Tools

How to Decide What Work to Outsource

Not only will team members feel happier about focusing on work they’re good at, but this process will also free up time to tackle more ambitious challenges.

Teams everywhere are being asked to do a lot with a little. But is your team spending their time doing the right things—work that plays to their, and the organization’s, strengths? We’ve created a simple exercise which helps you determine what work you should be doing, and what work you should leave to the (other) professionals.
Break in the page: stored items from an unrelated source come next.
PR #1737, opened 2020-01-20
WIP Divide release in two steps

martina-if:
With this PR we can split the release workflow into two parts:
- First, build all the binaries so we can test them
- Second, approve the publishing of the builds in circleci so that they get released.

Note 1: goreleaser can build a project without releasing but I couldn't find a way to make it publish the already built binaries from the `dist/` folder. so this pipeline would actually build the binaries twice, but with no code changes in between so the binaries should be the same except for the embedded `buildDate`.

Note 2: the reason I leave the pipeline partially commented is that if I add the second step as `type:approval` it will require us to always manually approve before it can actually perform the release.

@cPu1 @marccarre I'm ok also with not merging this if we think it's not valuable as it is today.

### DIFF
--- a/.circleci/config.yml
+++ b/.circleci/config.yml
@@ -138,6 +138,31 @@ jobs:
               --volume=$HOME/go/pkg/mod/:/go/pkg/mod \
               weaveworks/eksctl-build:$(cat .docker/image_tag) ./do-release-candidate.sh
           no_output_timeout: 21m
+  prepare-release:
+    machine:
+      image: ubuntu-1604:201903-01
+    steps:
+      - checkout
+      - restore-cache
+      - docker-pull-build-image
+      - docker-run:
+          cmd: go mod download
+      - run:
+          name: Create release binaries for all plaforms and upload to GitHub
+          command: |
+            docker run \
+              --env=GITHUB_TOKEN \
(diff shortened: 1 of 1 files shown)


marccarre:
Thanks a lot @martina-if! 🙇 ✨ 

Regarding _Note 1_, don't you think changes could eventually, accidentally creep in in the future?
If `goreleaser` cannot do the job, how do you feel about:

1. forking/improving `goreleaser` to be able to do what we want?
2. performing the GitHub release like done for Weave Net? See also:

    - https://github.com/weaveworks/weave/blob/master/docs/release-process.md,
    - https://github.com/weaveworks/weave/blob/master/bin/release, and
    - https://github.com/weaveworks/github-release

  N.B.: [Flux also uses the aforementioned scripts](https://github.com/fluxcd/flux/blob/ca0cf9ceec0b68f774da973de1ad8b3555c6c3aa/.circleci/config.yml#L132-L134). However, I'm not sure how the Homebrew release is performed.

martina-if:
I decided to leave the workflow as it is (all in one go) and add some Makefile commands to be able to do a release in two steps if necessary only in cases where it is absolutely needed. See #1798  and #1799

PR #1741, opened 2020-01-21
Add region of Beijing cn-north-1

martina-if:
- [ ] Add generated AMIs
- [ ] Manually tested


cPu1:
>- [ ] Add generated AMIs

We can ignore this for now since we have switched to SSM Parameter as the default AMI resolution strategy. Although static resolution won't work for the China regions, but only users who explicitly set `nodeGroup.ami: static` will be affected and there's no good reason to be using it.

PR #1742, opened 2020-01-21
snap: use 'git tag --sort' for more reliability

dholbach:
### Description

Sort the git tags the right way.

### Checklist
- [x] Manually tested

### DIFF
--- a/snap/snapcraft.yaml
+++ b/snap/snapcraft.yaml
@@ -25,7 +25,7 @@ parts:
     artifacts: [ eksctl ]
     override-pull: |
       snapcraftctl pull
-      EKSCTL_TAG="$(git tag -l | egrep -v '^(latest_release)' | sort --version-sort | tail -n1)"
+      EKSCTL_TAG="$(git tag --sort=taggerdate | egrep -v '^(latest_release)' | tail -n 1)"
       set +e
       git describe --exact-match --tags $(git log -n1 --pretty='%h')
       retVal=$?


snap/snapcraft.yaml
```diff
@@ -25,7 +25,7 @@ parts:
     artifacts: [ eksctl ]
     override-pull: |
       snapcraftctl pull
-      EKSCTL_TAG="$(git tag -l | egrep -v '^(latest_release)' | sort --version-sort | tail -n1)"
+      EKSCTL_TAG="$(git tag --sort=taggerdate | egrep -v '^(latest_release)' | tail -n 1)"
```
martina-if: Do you need the tag or the version? shouldn't we get the version from the binary itself? 

I have a PR up for embedding the version in the code. With that one can get it with the binary by running `eksctl version` or from the code with `go run pkg/version/generate/release_generate.go print-version` or shorter `make print-version`.

Do you think it would make sense to use any of those here ^

dholbach: My idea was for a stable release to 
- git checkout 0.13.0 && snapcraft
- use 0.13.0 as snap version string

For any other non-tagged ref: use "LAST_TAG+GIT_SHA" as snap version string, e.g. 0.13.0+123abcd.

Does that work for you?

If we can do the snap version string using your code, I'm all for it. 😎

martina-if: Ok, let's use the tag since for "dirty" versions the string contains metadata (it would look like this `0.13.0-dev+3d6107c3.2020-01-15T15:23:39Z`) which is nice locally but probably not for a snap version. We can always change it later if we want.

dholbach: We can either go with this, or use something like https://github.com/fluxcd/flux/pull/2772/files (Hidde and Stefan seemed to prefer the  curl GH API | jq  approach). In the case of `eksctl` it points to `latest_release` though. :man_shrugging:

dholbach: So something like this maybe....?

```console
curl -s https://api.github.com/repos/weaveworks/eksctl/releases | jq .[].tag_name | sed 's/\"//g' | grep -v ^latest_release | head -n 1
```

martina-if: I think if we are building the binaries locally we should use the local tag. It shouldn't expect that it has been released to GH already so I prefer your approach :+1:

Issue #1671, opened 2019-12-16
Tag CloudFormation stacks with eksctl version


cPu1:
The CloudFormation stacks created by eksctl do not have any information pertaining to the eksctl version used to create the cluster or nodegroups.

Without versioning information, determining if a cluster stack supports certain features requires examining multiple CloudFormation resources and outputs. This is evident in this changelist: https://github.com/weaveworks/eksctl/pull/1665/files#diff-2e4434f1f52be0a86d04a807716efce3R25-R48. This can get unwieldy and results in a lot of code that'd need to be maintained, not to mention it also requires fetching the stack template to examine missing resources.

Instead, if the CloudFormation stacks were tagged with some version information (like the eksctl version used to create the cluster), the aforementioned changelist would've reduced to just comparing the stack's version with the eksctl version that added the feature, and would also avoid the additional calls to `DescribeStack` or `GetTemplate`.

Additionally, tagging the CloudFormation stacks with a version would also aid in debugging.

cPu1:
Fixed in #1757

PR #1757, opened 2020-01-26
Add EKSCTL version tag in cloudformation

sayboras:
### Description

Address https://github.com/weaveworks/eksctl/issues/1671

The tag name is `alpha.eksctl.io/eksctl-version` as per below screen shots. This tag will be updated upon create stack and update.

image

### Checklist
- [ ] Manually tested

### DIFF
--- a/pkg/apis/eksctl.io/v1alpha5/types.go
+++ b/pkg/apis/eksctl.io/v1alpha5/types.go
@@ -133,7 +133,7 @@ const (
 	// using an SSM GetParameter query
 	NodeImageResolverAutoSSM = "auto-ssm"
 
-	// EksctlVersionTag defines the tag of the cluster name
+	// EksctlVersionTag defines the version of eksctl which is used to provision or update EKS cluster
 	EksctlVersionTag = "alpha.eksctl.io/eksctl-version"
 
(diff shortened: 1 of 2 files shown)


sayboras:
@weaworks/eskctl please let me know if you have any comments, happy to address

pkg/apis/eksctl.io/v1alpha5/types.go
```diff
@@ -133,6 +133,9 @@ const (
 	// using an SSM GetParameter query
 	NodeImageResolverAutoSSM = "auto-ssm"
 
+	// EksctlVersionTag defines the version of eksctl which is used to provision or update EKS cluster
+	EksctlVersionTag = "alpha.eksctl.io/eksctl-version"
```
martina-if: The API version is `v1alpha5` but eksctl's version is `0.13.0`... If we are using eksctl's version, should we still use tags that say `alpha`? :confused: It's probably good to keep all of them with the same convention but I'm wondering if we should graduate them to proper versions (not necessarily in this PR)... What do you guys think?

sayboras:
> LGTM. Could you please rebase so we can merge it?

Thanks for your help. It's ready now

Issue #1459, opened 2019-10-18
Update Flux packages


stefanprodan:
Use Flux and Helm Operator install modules that don't depend on Kubernetes.

stefanprodan:
In order to update helm-op the Kubernetes packages must be upgrade to 1.14:

```
build github.com/weaveworks/eksctl/cmd/eksctl: cannot load k8s.io/cli-runtime/pkg/genericclioptions/printers: module k8s.io/cli-runtime@latest (v0.0.0-20191016113839-5e0efc75cd33) found, but does not contain package k8s.io/cli-runtime/pkg/genericclioptions/printers
```

Depends on #1372

stefanprodan:
This is currently blocked by eksctl being stuck on Kubernetes v1.12.6 deps.

stefanprodan:
@martina-if @errordeveloper please consider the above packages when updating Kubernetes in eksctl

PR #1761, opened 2020-01-27
Update Flux packages and migrate to Helm v3

stefanprodan:
Changes:
- update `flux/pkg/install` to v1.18.0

Stop, Start, Insource, Outsource Exercise

  1. Collect a list of your open projects. Survey your team to determine what projects they are working on, including those that are customer-facing and those that manage work internally.
  2. Break each project down into a list of skill-sets. What roles or areas of expertise are required to complete this project? Write each role/skill-set on a separate card or sheet of paper. Examples could include web development, product design, recruiting, compliance, etc.
  3. Answer two simple questions. For each skill-set or role, as a team, try to answer two simple questions:
    • How critical is this role to our sustained competitive advantage? In other words, which of these roles is most pivotal to the ultimate difference our customers experience in our products or services and which are simply needs the business has in order to function?
    • How specialized of a need do we have for this specific role? In other words, is there something about our specific market or industry that requires specialized knowledge to do this job?
  4. Rank and prioritize. Map each project or skill set accordingly on two axes. The ‘x’ axes range from “Work that keeps us at parity with the market” to “Work that creates a competitive advantage”. The ‘y’ axes ranges from “Work that is universal to companies like ours” to “Work that is unique to the market”. Sort each role or skill-set in the appropriate quadrants.
  5. Discuss and debate the following quadrants:
    1. Work that keeps us at parity AND is a universal need for companies like us: Is there a marketplace of companies that we could outsource this work to that could do it faster, better, and even cheaper than us? What would be the impact of outsourcing this work?
    2. Work that keeps us at parity AND is highly specialized just for us: Why do we have such a specialized need for work that doesn’t directly contribute to our competitive advantage? Is there a way we can stop doing this work?
    3. Work that contributes to our competitive advantage AND is a specialized need: This is work that definitely belongs in-house and is likely representative of our unique strategy in the market. How can we continue to own this space?
    4. Work that contributes to our competitive advantage AND is a universal need: If there’s a universal market for this work and we’re the best at it, can we sell this function to other companies? For example, the creative team at 37signals found themselves so good at managing projects (because they had built their own in-house tool), that they began selling that tool to other creative agencies. How could we package up our skills and sell them, even to our competitors?
  6. Make a decision. Schedule a decision-making meeting to identify ways to outsource or stop work that doesn’t make sense for the organization.